Sometimes you also meet some people, man or woman, handsome or beautiful, but you don’t feel as comfortable as with somebody who is less beautiful or less handsome. Especially, when she or he knows that he or she is beautiful. And they smell, smell arrogant, that puts people off. So, romantics or relationships don’t only depend on how old you are, or how ugly or beautiful you look. My humble opinion. So, after practicing Quan Yin Method, you’ve been fighting with all the men and women off your back. And even your ex-husband comes back and wants to remarry you. Or ex-wife. Correct? Yes? Yes or no? Yes! Some. Some. Not all of you, of course. So, even if your husband or wife gets more jealous or something after initiation, you do understand. Or more clinging. So there’s no need to ask me for a magic potion or anything. Just meditate, and then everybody comes around.
If no questions, we’ll go have something to eat. See you later anyway, don’t worry. I’ll be around. Don’t worry. Good appetite. (Sorry, Master, I have one question, so can I ask You?) Where are you?

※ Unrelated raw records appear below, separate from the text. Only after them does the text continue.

PR #32901, opened 2022-09-29
Set CMAKE_HIP_ARCHITECTURES with the value of amdgpu_target

aurianer:
Since we use `enable_language(HIP)` in pika, the architectures were not properly forwarded

### DIFF
--- a/var/spack/repos/builtin/packages/pika/package.py
+++ b/var/spack/repos/builtin/packages/pika/package.py
@@ -142,11 +142,11 @@ class Pika(CMakePackage, CudaPackage, ROCmPackage):
         ]
 
         # HIP support requires compiling with hipcc for < 0.8.0
-        if "@:0.7 +rocm" in self.spec:
+        if self.spec.satisfies("@:0.7 +rocm"):
             args += [self.define("CMAKE_CXX_COMPILER", self.spec["hip"].hipcc)]
             if self.spec.satisfies("^cmake@3.21.0:3.21.2"):
                 args += [self.define("__skip_rocmclang", True)]
-        if "@0.8: +rocm" in self.spec:
+        if self.spec.satisfies("@0.8: +rocm"):
             rocm_archs = spec.variants["amdgpu_target"].value
             rocm_archs = ";".join(rocm_archs)
             args.append(self.define("CMAKE_HIP_ARCHITECTURES", rocm_archs))
--- a/var/spack/repos/builtin/packages/pika/package.py
+++ b/var/spack/repos/builtin/packages/pika/package.py
@@ -146,5 +146,9 @@ class Pika(CMakePackage, CudaPackage, ROCmPackage):
             args += [self.define("CMAKE_CXX_COMPILER", self.spec["hip"].hipcc)]
             if self.spec.satisfies("^cmake@3.21.0:3.21.2"):
                 args += [self.define("__skip_rocmclang", True)]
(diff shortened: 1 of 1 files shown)


msimberg (dismissed):

msimberg (dismissed):

albestro:
Isn't this something that we should do in the `ROCmPackage` build system?

msimberg:
> Isn't this something that we should do in the `ROCmPackage` build system?

It's a good question. I think one problem is that `ROCmPackage` does not inherit from `CMakePackage` (or `AutotoolsPackage` etc.), so it can't automatically set `CMAKE_HIP_ARCHITECTURES` (though I don't know python very well so I may be missing something). I suppose one alternative would be a `cmake_flags` method like `hip_flags` (https://github.com/spack/spack/blob/679cd4b60dcd9e1fc471cc98a7f2002f06f194dd/lib/spack/spack/build_systems/rocm.py#L136-L139) that at least centralizes the definitions. However, that sounds like something that should be done separately from this. There are already a few other packages setting `CMAKE_HIP_ARCHITECTURES` like here. The same concern applies to `CMAKE_CUDA_ARCHITECTURES` by the way.

albestro:
It sounds reasonable, good point. I agree we can think about it in another PR and eventually “fix” later the packages. 😉

var/spack/repos/builtin/packages/pika/package.py
```diff
@@ -146,5 +146,9 @@ def cmake_args(self):
             args += [self.define("CMAKE_CXX_COMPILER", self.spec["hip"].hipcc)]
             if self.spec.satisfies("^cmake@3.21.0:3.21.2"):
                 args += [self.define("__skip_rocmclang", True)]
+        if "@0.8: +rocm" in self.spec:
```
tldahlgren: We generally recommend using `self.spec.satisfies()` when checking version ranges (https://spack.readthedocs.io/en/latest/packaging_guide.html#testing-spec-constraints), which this includes.

```suggestion
        if self.spec.satisfies("@0.8: +rocm"):
```

tldahlgren (dismissed):
Let me know if you want this PR merged as-is.

var/spack/repos/builtin/packages/pika/package.py
msimberg: Thanks for pointing that out! The `if "@:0.7 ..."` line earlier should presumably also be changed in that case?

To be honest I can't quite grok what the difference between the two is based on the documentation you linked. It says "The difference between the two functions is that `satisfies()` tests whether spec constraints overlap at all, while `in` tests whether a spec or any of its dependencies satisfy the provided spec". "spec constraints overlap at all" and "satisfy the provided spec" sounds similar-ish. The only meaningful distinction I see there is that the latter says "a spec or any of its dependencies", but I don't quite understand the relevance of it. Is there another place explaining the difference in more detail? More importantly, is there _any_ reason to prefer `in` (besides that it reads nicely)?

What is the problem? (Because I want to have a retreat in a Buddhist temple. I feel there it’s more peaceful, maybe for several months. And I contacted them, they said it’s OK, they will prepare me a room. So, Master, do You think if I go there, it will be good for my practice? Or not good.) Where, where? (China. China.) China! (Yes.) You go wherever you want, and if it’s no good you come back. (So, Master, I wonder if I go there...) I cannot guarantee you! I am not a psychic! (Oh, yes, but Master, I just wonder if I go there, is it because of the force of karma?) I cannot predict your future, baby. (Oh, yes.) I don’t know how many times you want to meditate, I don’t know what you’re doing up there. The mountain doesn’t help you! It’s you. (Oh, yes. So, if I want, I can go there to have a try, right?) You have your freedom. (Oh, yes, yes, OK.) I am not your president or police. (Yes.) You go where you want, you do what you want with your life. (OK, thank You.) And don’t ask me for a sanction, and later boasting to everybody: “You know, Master told me to go there! Now I’m a Buddha, you hear? You look at me!” Understand this? (Yes.) You go anywhere you want, you do whatever you please, whatever makes you happy. And if you feel that it’s wrong or it doesn’t help, you come back. (OK, yes. I know it.) No harm. (Thank You. Thank You, Master.) You’re welcome. (Thank You.) Dinner, before it’s too dark. See you later! Love, love!